Sheri was born in Ukraine to a stable and loving family. She was grateful for what she had and dreamed about one day moving to Israel with her parents and sister. But then tragedy struck.
Sheri was only fourteen years old when her parents were involved in a head-on collision that killed Sheri's father and grandfather and left her mother in critical condition.
For months Sheri and her thirteen-year-old sister lived alone in their house with no one to provide or care for them. The electricity was turned off because no one paid the bill and food became increasingly scarce. Sheri had no way to get to school, which was an hour walk each way. Eventually she stopped going.
Overnight, Sheri's life had fallen apart.

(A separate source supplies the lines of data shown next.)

PR #364, opened 2017-03-08
AN-8398

azafty468:
This is a WIP pull request encompassing the work in [AN-8398](https://openedx.atlassian.net/browse/AN-8398).  The new process has been documented in a temporary home here: https://openedx.atlassian.net/wiki/display/~azafft/Data+Analytics+Pipeline+-+Video+Processing until the Data Engineering space is built out.  

Currently the code is **not** passing acceptance tests (within the Data Tasks) but is in a good enough state for a review.

### DIFF
--- a/edx/analytics/tasks/insights/video.py
+++ b/edx/analytics/tasks/insights/video.py
@@ -1,25 +1,29 @@
-"""Tasks for aggregating statisics about video viewing."""
-
+"""Tasks for aggregating statistics about video viewing."""
 from collections import namedtuple
 import json
 import logging
 import math
 import re
+import textwrap
 import urllib
 
 import ciso8601
 import luigi
 from luigi import configuration
+from luigi.hive import HiveQueryTask
 
 from edx.analytics.tasks.common.mapreduce import MapReduceJobTask, MapReduceJobTaskMixin
+from edx.analytics.tasks.common.mysql_load import MysqlInsertTask
 from edx.analytics.tasks.common.pathutil import EventLogSelectionMixin, EventLogSelectionDownstreamMixin
 from edx.analytics.tasks.util.decorators import workflow_entry_point
 from edx.analytics.tasks.util import eventlog
-from edx.analytics.tasks.util.hive import WarehouseMixin, HivePartition, HiveTableTask, HiveQueryToMysqlTask
-from edx.analytics.tasks.util.url import get_target_from_url, url_path_join
+from edx.analytics.tasks.util.hive import (WarehouseMixin, HivePartition, HiveTableTask, BareHiveTableTask,
+                                           HivePartitionTask, hive_database_name)
+from edx.analytics.tasks.util.url import url_path_join, get_target_from_url
+from edx.analytics.tasks.util.record import Record, StringField, IntegerField
+
 
 log = logging.getLogger(__name__)
-
 
 VIDEO_PLAYED = 'play_video'
 VIDEO_PAUSED = 'pause_video'
@@ -41,6 +45,89 @@ VIDEO_VIEWING_MINIMUM_LENGTH = 0.25  # seconds
 
 VideoViewing = namedtuple('VideoViewing', [   # pylint: disable=invalid-name
     'start_timestamp', 'course_id', 'encoded_module_id', 'start_offset', 'video_duration'])
+
+
+class VideoTimelineRecord(Record):
+    """
+    Video Segment Information used to populate the video_timeline table
+    """
+
+    pipeline_video_id = StringField(length=255,
+                                    nullable=False,
+                                    description='A concatenation of the course_id and the HTML encoded ID of the video.'
+                                                ' Intended to uniquely identify an instance of a video in a particular '
+                                                'course. Note that ideally we would use an XBlock usage_id here, but '
+                                                'it isn\'t present on the legacy events.')
+    segment = IntegerField(description='An integer representing the rank of the segment within the video. 0 is the '
+                                       'first segment, 1 is the second etc. Note that this does not specify the length '
+                                       'of the segment.')
+    num_users = IntegerField(description='The number of unique users who watched any part of this segment of the '
+                                         'video.')
+    num_views = IntegerField(description='The total number of times any part of the segment was viewed, regardless of '
+                                         'who was watching it.')
+
+
+class VideoSegmentSummaryRecord(Record):
+    """
+    Video Segment Summary Information used to populate the video table
+    """
+
+    pipeline_video_id = StringField(length=255,
+                                    nullable=False,
+                                    description='A concatenation of the course_id and the HTML encoded ID of the video.'
+                                                ' Intended to uniquely identify an instance of a video in a particular '
+                                                'course. Note that ideally we would use an XBlock usage_id here, but '
+                                                'it isn\'t present on the legacy events.')
+    course_id = StringField(length=255,
+                            nullable=False,
+                            description='Course the video was displayed in. This is an opaque key serialized to '
+                                        'a string.')
+    encoded_module_id = StringField(length=255,
+                                    nullable=False,
+                                    description='This is the HTML encoded module ID for the video. Ideally this would '
+                                                'be an XBlock usage_id, but that data is not present on legacy events.')
+    duration = IntegerField(description='The video length in seconds. This can be inferred for some videos. We don\'t '
+                                        'have reliable metadata for the length of videos in the source data.')
+    segment_length = IntegerField(description='The length of each segment, in seconds.')
+    users_at_start = IntegerField(description='The number of users who watched the first segment of the video.')
+    users_at_end = IntegerField(description='The number of users who watched the end of the video. Note that this is '
+                                            'not the number of users who watched the last segment of the video.')
+    total_viewed_seconds = IntegerField(description='The total number of seconds viewed by all users across all '
+                                                    'segments.')
+
+
+class VideoSegmentDetailRecord(Record):
+    """
+    Video Segment Usage Detail
+    """
+
+    pipeline_video_id = StringField(length=255,
+                                    nullable=False,
+                                    description='A concatenation of the course_id and the HTML encoded ID of the video.'
+                                                ' Intended to uniquely identify an instance of a video in a particular '
+                                                'course. Note that ideally we would use an XBlock usage_id here, but '
+                                                'it isn\'t present on the legacy events.')
+    course_id = StringField(length=255,
+                            nullable=False,
+                            description='Course the video was displayed in. This is an opaque key serialized to '
+                                        'a string.')
+    encoded_module_id = StringField(length=255,
+                                    nullable=False,
+                                    description='This is the HTML encoded module ID for the video. Ideally this would '
+                                                'be an XBlock usage_id, but that data is not present on legacy events.')
+    duration = IntegerField(description='The video length in seconds. This can be inferred for some videos. We don\'t '
+                                        'have reliable metadata for the length of videos in the source data.')
+    segment_length = IntegerField(description='The length of each segment, in seconds.')
+    users_at_start = IntegerField(description='The number of users who watched the first segment of the video.')
+    users_at_end = IntegerField(description='The number of users who watched the end of the video. Note that this is '
+                                            'not the number of users who watched the last segment of the video.')
+    segment = IntegerField(description='An integer representing the rank of the segment within the video. 0 is the '
+                                       'first segment, 1 is the second etc. Note that this does not specify the length '
+                                       'of the segment.')
+    num_users = IntegerField(description='The number of unique users who watched any part of this segment of the '
+                                         'video.')
+    num_views = IntegerField(description='The total number of times any part of the segment was viewed, regardless of '
+                                         'who was watching it.')
 
 
 class UserVideoViewingTask(EventLogSelectionMixin, MapReduceJobTask):
@@ -420,18 +507,18 @@ class VideoUsageTask(VideoTableDownstreamMixin, MapReduceJobTask):
         users_at_end = len(usage_map.get(self.complete_end_segment(video_duration), {}).get('users', []))
         for segment in sorted(usage_map.keys()):
             stats = usage_map[segment]
-            yield (
-                pipeline_video_id,
-                course_id,
-                encoded_module_id,
-                int(video_duration),
-                VIDEO_VIEWING_SECONDS_PER_SEGMENT,
-                users_at_start,
-                users_at_end,
-                segment,
-                len(stats.get('users', [])),
-                stats.get('views', 0),
-            )
+            yield VideoSegmentDetailRecord(
+                pipeline_video_id=pipeline_video_id,
+                course_id=course_id,
+                encoded_module_id=encoded_module_id,
+                duration=int(video_duration),
+                segment_length=VIDEO_VIEWING_SECONDS_PER_SEGMENT,
+                users_at_start=users_at_start,
+                users_at_end=users_at_end,
+                segment=segment,
+                num_users=len(stats.get('users', [])),
+                num_views=stats.get('views', 0)
+            ).to_string_tuple()
             if segment == final_segment:
                 break
 
@@ -477,25 +564,14 @@ class VideoUsageTableTask(VideoTableDownstreamMixin, HiveTableTask):
         return 'video_usage'
 
     @property
-    def columns(self):
-        return [
-            ('pipeline_video_id', 'STRING'),
-            ('course_id', 'STRING'),
-            ('encoded_module_id', 'STRING'),
-            ('duration', 'INT'),
-            ('segment_length', 'INT'),
-            ('users_at_start', 'INT'),
-            ('users_at_end', 'INT'),
-            ('segment', 'INT'),
-            ('num_users', 'INT'),
-            ('num_views', 'INT'),
-        ]
+    def columns(self):  # pragma: no cover
+        return VideoSegmentDetailRecord.get_hive_schema()
 
     @property
-    def partition(self):
+    def partition(self):  # pragma: no cover
         return HivePartition('dt', self.interval.date_b.isoformat())  # pylint: disable=no-member
 
-    def requires(self):
+    def requires(self):  # pragma: no cover
         return VideoUsageTask(
             mapreduce_engine=self.mapreduce_engine,
             n_reduce_tasks=self.n_reduce_tasks,
@@ -506,19 +582,48 @@ class VideoUsageTableTask(VideoTableDownstreamMixin, HiveTableTask):
             output_root=self.partition_location
         )
 
-    def output(self):
+    def output(self):  # pragma: no cover
         return self.requires().output()
 
 
-class InsertToMysqlVideoTimelineTask(VideoTableDownstreamMixin, HiveQueryToMysqlTask):
-    """Insert information about video segments from a Hive table into MySQL."""
+class VideoTimelineTableTask(BareHiveTableTask):
+    """Creates the Hive storage table used to hold video_timeline data."""
 
     @property
-    def table(self):
-        return "video_timeline"
+    def partition_by(self):  # pragma: no cover
+        return 'dt'
 
     @property
-    def query(self):
+    def table(self):  # pragma: no cover
+        return 'video_timeline'
+
+    @property
+    def columns(self):  # pragma: no cover
+        return VideoTimelineRecord.get_hive_schema()
+
+
+class VideoTimelinePartitionTask(VideoTableDownstreamMixin, HivePartitionTask):
+    """Creates the Hive storage partition used to hold video_timeline data."""
+
+    @property
+    def hive_table_task(self):  # pragma: no cover
+        return VideoTimelineTableTask(
+            warehouse_path=self.warehouse_path,
+        )
+
+    @property
+    def partition_value(self):  # pragma: no cover
+        """Use a dynamic partition value based on the date parameter."""
+        return self.interval.date_b.isoformat()  # pylint: disable=no-member
+
+
+class VideoTimelineDataTask(VideoTableDownstreamMixin, HiveQueryTask):
+    """Execute the query on video_usage and persist the results into video_timeline."""
+
+    @property
+    def insert_query(self):  # pragma: no cover
+        """The insert query that specifies the fields from the source table."""
+
         return """
             SELECT
                 pipeline_video_id,
@@ -528,18 +633,24 @@ class InsertToMysqlVideoTimelineTask(VideoTableDownstreamMixin, HiveQueryToMysql
             FROM video_usage
         """
 
-    @property
-    def columns(self):
-        return [
-            ('pipeline_video_id', 'VARCHAR(255)'),
-            ('segment', 'INTEGER'),
-            ('num_users', 'INTEGER'),
-            ('num_views', 'INTEGER'),
-        ]
+    def query(self):  # pragma: no cover
+        full_insert_query = """
+                    USE {database_name};
+                    INSERT INTO TABLE {table}
+                    PARTITION ({partition.query_spec})
+                    {insert_query};
+                    """.format(database_name=hive_database_name(),
+                               table=self.partition_task.hive_table_task.table,
+                               partition=self.partition,
+                               insert_query=self.insert_query.strip(),  # pylint: disable=no-member
+                              )
+
+        return textwrap.dedent(full_insert_query)
 
     @property
-    def required_table_tasks(self):
-        return VideoUsageTableTask(
+    def partition_task(self):  # pragma: no cover
+        """The task that creates the partition used by this job."""
+        return VideoTimelinePartitionTask(
             mapreduce_engine=self.mapreduce_engine,
             n_reduce_tasks=self.n_reduce_tasks,
             source=self.source,
@@ -549,25 +660,102 @@ class InsertToMysqlVideoTimelineTask(VideoTableDownstreamMixin, HiveQueryToMysql
         )
 
     @property
-    def indexes(self):
+    def partition(self):  # pragma: no cover
+        """A shorthand for the partition information on the upstream partition task."""
+        return self.partition_task.partition  # pylint: disable=no-member
+
+    def requires(self):  # pragma: no cover
+        for requirement in super(VideoTimelineDataTask, self).requires():
+            yield requirement
+        yield self.partition_task
+
+        yield VideoUsageTableTask(
+            mapreduce_engine=self.mapreduce_engine,
+            n_reduce_tasks=self.n_reduce_tasks,
+            source=self.source,
+            interval=self.interval,
+            pattern=self.pattern,
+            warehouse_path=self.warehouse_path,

After nearly a year in the hospital, Sheri's mother returned home permanently handicapped and unable to work. It haunted Sheri's mother that she had no way to support her children. That's when she heard about the Bat Zion orphanage and boarding school in Jerusalem, funded by The Fellowship's Guardians of Israel program.
Fortunately, Sheri and her sister were able to get into Bat Zion, where dozens of other orphans from the former Soviet Union live and have found refuge. Although they greatly miss their mother and still mourn the loss of their father, because of the love they received from the teachers and fellow students at Bat Zion, Sheri and her sister immediately felt at home.
Sheri and her sister speak with their mother in Ukraine weekly, and tell her about their new lives at the Bat Zion girls’ school. Losing her husband and her children's father was tragic, but the girls’ mother says that knowing her children have a bright future in the Holy Land is the "light at the end of the tunnel."